The study found that both innovative methods of promoting circumcision resulted in an increase in uptake of approximately 70% when compared to standard of care, with the greatest impact in the first three months after testing.
HIV-positive linkage arm
1325 people who tested positive were randomised twice: the first randomisation was to determine CD4 cell count for treatment staging either by point of care CD4 test, or by referral to the clinic for CD4 testing.
Participants in each arm were then randomised to be linked to care through one of the following methods:
lay counsellor follow-up, consisting of home visits at months 1, 3 and 6, and counselling support for antiretroviral therapy initiation and adherence
accompaniment to the HIV clinic by lay counsellor
standard of care clinic referral.
The primary outcome in this study arm was the proportion of participants linked to care, and obtained a staging CD4 test, initiated antiretroviral therapy if eligible, or had a viral load <50 copies/ml within 9 months in the lay counsellor follow-up arm compared to the accompaniment and clinic referral arms.
The median CD4 cell count was 512 cells/mm3, 75% of participants were newly diagnosed and the median age of participants was 31 years. 29% of participants were male.
In the HIV-positive linkage to care randomisation, both lay counsellor follow-up and accompaniment to HIV clinic by lay counsellor were significantly more effective than standard clinic referral in ensuring linkage to care. 98% of people in the clinic visit facilitation arm (p < 0.001) and 93% in the lay counsellor follow-up arm (p < 0.044) were linked to the HIV clinic compared to 89% of those who received standard referral. There was also a significant difference in antiretroviral therapy initiation among those randomised to the lay counsellor follow-up arm, who received therapy initiation and adherence counselling at home. 41% in this arm started antiretroviral therapy, compared to 34% in the standard of care arm (p < 0.028). Clinic visit facilitation did not result in an increased rate of therapy initiation (37% vs 34%, p = 0.260). Although obtaining a staging CD4 count was significantly more likely in those offered a point of care test, there was no difference in the uptake of clinic visits, antiretroviral therapy or viral suppression according to the method of receiving a staging CD4 count.
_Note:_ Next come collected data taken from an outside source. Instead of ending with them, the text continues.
PR #1182, opened 2024-10-28
Removed setup.cfg, replaced by pyproject.toml

### LINKED ISSUE #1178: Move from `setup.cfg` fully to `pyproject.toml`
A thought I was having: are we interested in replacing `setup.cfg` entirely by `pyproject.toml`? We already have the latter, but it's used for some tertiary config elements.

In my understanding `pyproject.toml` is the latest and preferred method of package definition.

I should add however that it looks like `setup.cfg` is not being deprecated soon though: https://stackoverflow.com/questions/44878600/is-setup-cfg-deprecated

RobertoRoos:
Resolves #1178


pyproject.toml
```diff
@@ -2,11 +2,70 @@
...
 build-backend = "setuptools.build_meta"
 
+[project]
+name = "PyMeasure"
+# version is added dynamically
+authors = [
+    {name = "PyMeasure Developers"}
+]
+description = "Scientific measurement library for instruments, experiments, and live-plotting"
+# readme is merged dynamically from README and changelog
```
BenediktBurger, line 12: Move this line to the "dynamic" entry, please.

pyproject.toml
```diff
@@ -2,11 +2,70 @@
...
+    "pyqtgraph>=0.12",
+]
+dynamic = ["version", "readme"]
+
+[project.optional-dependencies]
+tcp = ["pyzmq>=16.0.2", "cloudpickle>=0.3.1"]
+python-vxi11 = ["python-vxi11>=0.9"]
+tests = ["pytest>=3.3.0", "pytest-cov>=4.1.0", "pytest-qt>=2.4.0", "pyvisa-sim>=0.4.0"]
+# install pyqt or pyside manually as desired
+docs = ["sphinx>=5.0.0", "sphinx_rtd_theme>=1.1.0"]
```
BenediktBurger, line 47: These dependencies should be one per line, in order to make version changes easier to spot in git.

BenediktBurger (approved):
A few small comments.

Thanks for implementing this change.

pyproject.toml
RobertoRoos: I disagree. The line `dynamic = ...` is very clear and doesn't need elaboration.

This is line is meant for a developer looking for a `readme = ...` entry. Instead of them incorrectly thinking we had forgotten it, with this comment I want to point them to the dynamic entry instead.

pyproject.toml
```diff
@@ -2,11 +2,70 @@
 requires = ["setuptools>=45", "wheel", "setuptools_scm>=8.1.0"]
 build-backend = "setuptools.build_meta"
 
+[project]
+name = "PyMeasure"
+# version is added dynamically
```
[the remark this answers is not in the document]
RobertoRoos: Yeah, that works for me. Also solves the other comment you raised.

BenediktBurger:
Thanks for your work.

PR #1185, opened 2024-10-29
Add has_next method to Procedure class

Did-Mas:
Pass information on whether the currently executing procedure is the last in the queue. The has_next method of the ExperimentQueue class is first monkeypatched to the Worker and then to the Procedure.

### DIFF
--- a/pymeasure/experiment/procedure.py
+++ b/pymeasure/experiment/procedure.py
@@ -284,8 +284,15 @@ class Procedure:
     def should_stop(self):
         raise NotImplementedError('should be monkey patched by a worker')
 
-    def has_next(self):
-        raise NotImplementedError('should be monkey patched by a worker')
+    def is_last(self) -> bool:
+        """Check if the procedure is the last one in the queue.
+
+        This method must be monkey patched by a worker to provide functionality.
+
+        Returns:
+            bool: True if the procedure is the last one in the queue, False otherwise.
+        """
+        raise NotImplementedError("should be monkey patched by a worker")
 
     def get_estimates(self):
         """ Function that returns estimates that are to be displayed by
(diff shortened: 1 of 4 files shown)


BenediktBurger:
Follow up to #1184

pymeasure/experiment/procedure.py
```diff
@@ -284,6 +284,9 @@ def emit(self, topic, record):
     def should_stop(self):
         raise NotImplementedError('should be monkey patched by a worker')
 
+    def has_next(self):
```
CasperSchippers, line 287: I realise this is also not done for the other monkeypatched methods, but it would be good to add a docstring to specify what the method does (or rather, what it returns) and thereby ensure (I presume at least) that the functionality/method is included in the documentation.

CasperSchippers, line 287: I do understand your doubt regarding the name. Maybe another/clearer name would help; something like `next_measurement_queued`?

If you think a negation would be the best option (which I can understand, as often some additional work is required only if the measurement is the last one) that is also fine. You could use either with a "private" intermediate method (e.g. `_has_next`) that is called by the actual `is_last`, or maybe you could monkeypatch with a lambda or local function in the worker (e.g. `self.procedure.is_last = lambda: not self.has_next()`) if that works.

I'm fine with either choice.

CasperSchippers (commented):
Nice, thanks for the PR!

Is this your first contribution to Pymeasure? In that case you can add your name to AUTHORS.txt.

pymeasure/experiment/procedure.py
Did-Mas: I added a docstring to the new function.

Did-Mas: "I decided on the name ```is_last``` as I believe it's the most intuitive, although it was a difficult choice. I implemented a lambda function at the ```BaseManager``` level, so both ```Worker``` and ```Procedure``` now have is_last methods.

CasperSchippers: Sounds good to me, nice work!

CasperSchippers (approved):
Sounds good to me, thanks for the nice work!

PR #293, opened 2023-06-20
[1.x] Fix and standardise transitions

timacdonald:
We currently have a TS failure due to the Vue transition type not supporting the "class" attribute.

Migrated to the recommend attributes and also standardised the JSX version as well.

Vue Transition: https://vuejs.org/guide/built-ins/transition.html
Headless UI Transition: https://headlessui.com/react/transition

I've also remove the redundant `transform` class from transitions.

Screen Shot 2023-06-21 at 9 26 55 am


jessarcher (approved):

driesvints (approved):

domnantas:
It's always nice seeing TS catching a bug :)

PR #294, opened 2023-07-04
Auth controller regenerate session called twice

clementmas:
It looks like the Laravel framework is already regenerating the session automatically when logging in.

Here's the flow:
- AuthenticatedSessionController@store
    - `$request->authenticate()`
- LoginRequest@authenticate
    - `$this->attemptLogin()`
- Illuminate\Auth\SessionGuard@attempt
    - `$this->login($user, $remember)`
    - `$this->updateSession($user->getAuthIdentifier())`
    - `$this->session->migrate(true)`

So we don't need to manually call `$request->session()->regenerate()` (which then calls `$this->session->migrate()`).

We probably still need to manually call `$request->session()->regenerateToken()` though. I'll amend the PR based on your feedback.

### DIFF
--- a/stubs/default/app/Http/Controllers/Auth/AuthenticatedSessionController.php
+++ b/stubs/default/app/Http/Controllers/Auth/AuthenticatedSessionController.php
@@ -27,8 +27,6 @@ class AuthenticatedSessionController extends Controller
     {
         $request->authenticate();
 
-        $request->session()->regenerate();
-
         return redirect()->intended(RouteServiceProvider::HOME);
     }
 


taylorotwell:
Is this fixing any bugs in terms of user experience?

clementmas:
It doesn't create bugs on a default Laravel Breeze install. It's just confusing when building on top of it.

I couldn't figure out why the sessions id didn't match until I realized they were being regenerated twice.


I had assumed Laravel wouldn't 
In the end I replaced `$request->session()->regenerate()` with `$request->session()->regenerateToken()` and it behaves properly.

clementmas:
It doesn't create bugs on a default Laravel Breeze install. It's just confusing when building on top of it.

I couldn't figure out why the session id before `regenerate()` didn't match the old session id until I realized it was being regenerated twice.
It's not really efficient/clean. I've been spoiled with Laravel being so well built so I assumed it was my fault.

In the end I replaced `$request->session()->regenerate()` with `$request->session()->regenerateToken()` and it behaves properly.

zawilliams:
I actually ended up having an issue with this exact double regeneration. I'm dealing with a legacy system and am listening for the `Login` event and then logging in the legacy system after using Laravel's `session()` helper and the double regeneration was causing the legacy system to not be logged in. 

Removing the `$request->session()->regenerate()` does seem to have fixed things in terms of this being a bug.

PR #300, opened 2023-08-08
[1.x] Pest detection

jessarcher:
This PR updates the standalone Breeze installer to default to Pest when it is already installed, either via the Laravel installer or installed manually.

When running `php artisan breeze:install` with no arguments, the testing framework prompt will still be displayed, but defaulting to Pest when installed:

image

When passing arguments to the installer (e.g. `php artisan breeze:install blade`) the prompt does not appear. Currently, it will install PHPUnit tests unless the `--pest` flag was passed. With this change, it will automatically install Pest tests when appropriate.

### DIFF
--- a/src/Console/InstallCommand.php
+++ b/src/Console/InstallCommand.php
@@ -73,8 +73,10 @@ class InstallCommand extends Command implements PromptsForMissingInput
 
         $stubStack = $this->argument('stack') === 'api' ? 'api' : 'default';
 
-        if ($this->option('pest')) {
-            $this->removeComposerPackages(['phpunit/phpunit'], true);
+        if ($this->option('pest') || $this->isUsingPest()) {
+            if ($this->hasComposerPackage('phpunit/phpunit')) {
+                $this->removeComposerPackages(['phpunit/phpunit'], true);
+            }
 
             if (! $this->requireComposerPackages(['pestphp/pest:^2.0', 'pestphp/pest-plugin-laravel:^2.0'], true)) {
                 return false;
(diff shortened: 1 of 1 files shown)


src/Console/InstallCommand.php
```diff
@@ -73,8 +73,10 @@ protected function installTests()
 
         $stubStack = $this->argument('stack') === 'api' ? 'api' : 'default';
 
-        if ($this->option('pest')) {
-            $this->removeComposerPackages(['phpunit/phpunit'], true);
+        if ($this->option('pest') || $this->isUsingPest()) {
+            if ($this->hasComposerPackage('phpunit/phpunit')) {
+                $this->removeComposerPackages(['phpunit/phpunit'], true);
+            }
```
jessarcher, line 79: This solves an existing minor issue when the user already has Pest. Previously the console output would show a warning about the package not existing, and it would unnecessarily run the composer scripts, which takes a bit of time.

jessarcher:
Ultimately I think it would be nice to never prompt for the testing framework outside of the Laravel installer, and just autodetect the appropriate testing framework in the installers and Artisan `make` commands, instead of needing `--pest` flags, etc.

driesvints (approved):

nunomaduro (approved):
@jessarcher I've improved the `isUsingPest` function.

jessarcher:
@nunomaduro Couldn't that class exist just because of another dependency?

I figured the safest way was to check whether the user had any Pest-specific files in their own project.

PR #301, opened 2023-08-08
Fix 404 error on password reset link received in emails

uaibo:
Password reset link was wrong and it would lead to 404 error.

the link sent to email was this: 
http://localhost:3000/password-reset/{TOKEN}?email={EMAIL}

and it should have been this:
http://localhost:3000/reset-password/{TOKEN}?email={EMAIL}

by using named route we make sure the correct link is sent and this problem doesn't happen again.


taylorotwell:
Meant to be paired with this, which uses the name in the stub: 

https://github.com/laravel/breeze-next/tree/master/src

PR #303, opened 2023-08-29
replace in file if the file exists

saeedvaziry:
Currently when you try to install Breeze with Blade and you don't have the welcome.blade.php file it fails because it is not able to find the welcome.blade.php


saeedvaziry:
Closing as it might not be a good use case

PR #309, opened 2023-09-05
sending the verification email to the user before redirecting to the …

hdood:
The bug is that when redirecting the user to verify-email.blade.php view we don't send a verification email to him, but we display a button with the text RESEND VERIFICATION EMAIL which means that the email was already sent but it's not in EmailVerificationPromptController we just check email verification and redirect the user to verify-email.blade.php without sending the verification email.

### DIFF
--- a/.gitignore
+++ b/.gitignore
@@ -2,3 +2,4 @@
 composer.lock
 /phpunit.xml
 .phpunit.result.cache
+.vscode
--- a/.vscode/settings.json
+++ b/.vscode/settings.json
@@ -1,0 +1,18 @@
+{
+    "workbench.colorCustomizations": {
+        "activityBar.background": "#8155BA",
+        "activityBar.foreground": "#281C2D",
+        "activityBar.inactiveForeground": "#252525",
+        "activityBar.activeBorder": "#7eaa45",
+        "activityBar.activeBackground": "#695E93",
+        "activityBar.border": "#695E93",
+        "titleBar.activeBackground": "#8155BA",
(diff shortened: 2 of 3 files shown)


jessarcher:
Hi @hdood,

The initial verification email should be sent when the user registers, as long as the `User` model implements the `Illuminate\Contracts\Auth\MustVerifyEmail` contract. It shouldn't be resent every time they try to access a page.

See: 
* https://github.com/laravel/laravel/blob/32ecad53a9a59d7ad33dbfd6352a5ea0fd0da2cf/app/Providers/EventServiceProvider.php#L18-L20
* https://laravel.com/docs/10.x/verification#model-preparation

Also, it's generally [bad practice](https://www.rfc-editor.org/rfc/rfc2616#section-9.1) for a `GET` request to have side effects, like sending an email.

.vscode/settings.json
jessarcher, line 1: This is editor-specific code, not package-specific code.

.gitignore
```diff
@@ -2,3 +2,4 @@
 composer.lock
 /phpunit.xml
 .phpunit.result.cache
+.vscode
```
jessarcher, line 5: Editor-specific ignores belong in your global gitignore. This is just for package-specific ignores.

hdood:
Sorry for the errors this is my first pull request, Thank you so much Jess for the references.

jessarcher:
No worries, @hdood! Thanks for submitting a PR! :slightly_smiling_face:

PR #310, opened 2023-09-06
[1.x] Add test in case the email was already verified.

xiCO2k:
This PR adds missing test in case the email was already verified.


taylorotwell:
Going to table this one for now.

PR #313, opened 2023-09-14
Compatibility with livewire 3

LeMatosDeFuk:
I've found an old compatibility with livewire 3, where alpine is already included in core files.


driesvints:
Thanks but we're currently already working on a PR for this. We'll hopefully have something concrete soon 👍

PR #314, opened 2023-09-15
[1.x] Adds Livewire stack 🐙

nunomaduro:
<p align="center">
    breeze:install
</p>

This pull request introduces the Livewire 🐙 stack to Laravel Breeze. It uses Volt for single file components, and its based class API. Here's how you can test this pull request locally:

```bash
# Select "No starter kit"
laravel new breeze-livewire

cd breeze-livewire
composer require laravel/breeze:dev-feat/livewire
php artisan breeze:install livewire --dark --pest
sed -i.bak '/DB_/d' ./.env
echo "DB_CONNECTION=sqlite" >> .env
php artisan migrate --force
php artisan serve
```

The functional API will follow, in a separate pull request.


src/Console/InstallsLivewireStack.php
```diff
@@ -0,0 +1,96 @@
...
+            return [
+                '@tailwindcss/forms' => '^0.5.2',
+                'autoprefixer' => '^10.4.2',
+                'postcss' => '^8.4.6',
+                'tailwindcss' => '^3.1.0',
+            ] + $packages;
+        });
+
+        // Install Livewire...
+        if (! $this->requireComposerPackages(['livewire/livewire:dev-main as 3.0.4', 'livewire/volt:^1.0'])) {
```
driesvints, line 29: Do we need to require Livewire if we already require Volt? Volt already brings in Livewire.

nunomaduro: No. However, I need that line temporarily for now.

lucasjose501:
While I have some reservations about using Volt due to my personal coding preferences, I must commend the incredible speed from Livewire and the thoughtful implementation here! 🚀🚀

lucasjose501:
> I don't have anything against Volt, but would be great to have an option to use Volt or plain Livewire components. Is that something that's planned?

2 versions maybe? "Livewire with Volt" and "Livewire with default components"

Jubeki:
Works great!

It seems like the Livewire stack is missing from the test matrix.

nunomaduro:
@Jubeki well spotted!

PR #315, opened 2023-09-24
fix: :bug: bring navigation links on top of other elements

MooseSaeed:
## The Problem
When you install a new Laravel Breeze project, you'll notice that on desktop screens, the navigation links can sometimes get buried beneath other content, like cards.

## Examples:
laravel-breeze-nav-bug

Screenshot of Breeze's navlinks issue

## The Solution
This change is to ensure that the sticky navbar in Laravel Breeze always stays on top of the page's elements which is the expected behavior of any navbar.

## After
laravel-breeze-after-fixing-navlinks


taylorotwell:
I think it's OK.

PR #316, opened 2023-09-25
Removed PHPStan errors which would show up after installing the breeze package.

romek-dev:
I've recently started multiple projects in a row, and as always i instantly download Larastan and set the Level to 9.
When using the breeze package, i have to manually go through all the files and fix the PHPStan errors myself.

This PR fixes this issue and removes the PHPStan errors. I think this will benefit many developers that also use PHPStan/Larastan by default, including myself.

If i made any mistakes in the code / assumed the wrong types or anything else, tell me and I will gladly iterate over this PR and correct the mistakes.


taylorotwell:
Sorry a lot of this just feels like noise.

romek-dev:
> Sorry a lot of this just feels like noise.

Hi, if you have the time, could you elaborate on this?
Do you not think that this would greatly benefit some developers that use PHPStan by default?
Of course, this is your decision to make, but i would appreciate it if you could tell me your reasoning.

PR #1423, opened 2025-09-05
Merge develop with TW into testnet-2

arwer13:
Also make migration process.exit if it fails instead of trying to continue for long with the already invalid setup.


contracts/upgrade/TWVoteScript.sol
TheDZhon, line 1: why do we need this contract?

deployed-mainnet.json
TheDZhon, line 1: let's revisit after TW ugprade

contracts/common/interfaces/ICSModule.sol
TheDZhon, line 1: do we need this file?

TheDZhon (commented):
:eyes:

PR #1427, opened 2025-09-07
fix: script syntax and quote network variable

hexcow:
## Context

the deployment script is used to run Hardhat tasks with a specified network.

## Problem

the script had `set -e +u`, which is invalid, and `$NETWORK` wasn’t quoted, causing potential issues if it contains spaces or special characters.

## Solution

changed `set -e +u` → `set -e` and wrapped `$NETWORK` in quotes in the Hardhat command. Everything else stays the same.


tamtamchik:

In fact, the main barrier to antiretroviral therapy initiation appeared not to be related to how people were linked to care, but what happened when they attended the clinic. Only 67% of people eligible for therapy had started treatment within nine months of being randomised. Of those who did not initiate therapy, 45% found the logistics of attending the clinic – including multiple visits and waiting time – defeated them, while 44% were told they were not yet eligible for treatment.
These results show that strategies which make engagement with clinics easier pay dividends in linkage to care and uptake of treatment, but treatment programmes need to look at local priorities for improving linkage to care, said Dr Ruanne Barnabas. “We need to get very granular in how we look at linkage to care,” she concluded.
Barnabas R et al. Community-based HIV testing and linkage effectively delivers combination HIV prevention: results from a multisite randomized trial. Eighth International AIDS Society Conference on HIV Pathogenesis, Treatment and Prevention, Vancouver, abstractMOAC0105LB, 2015.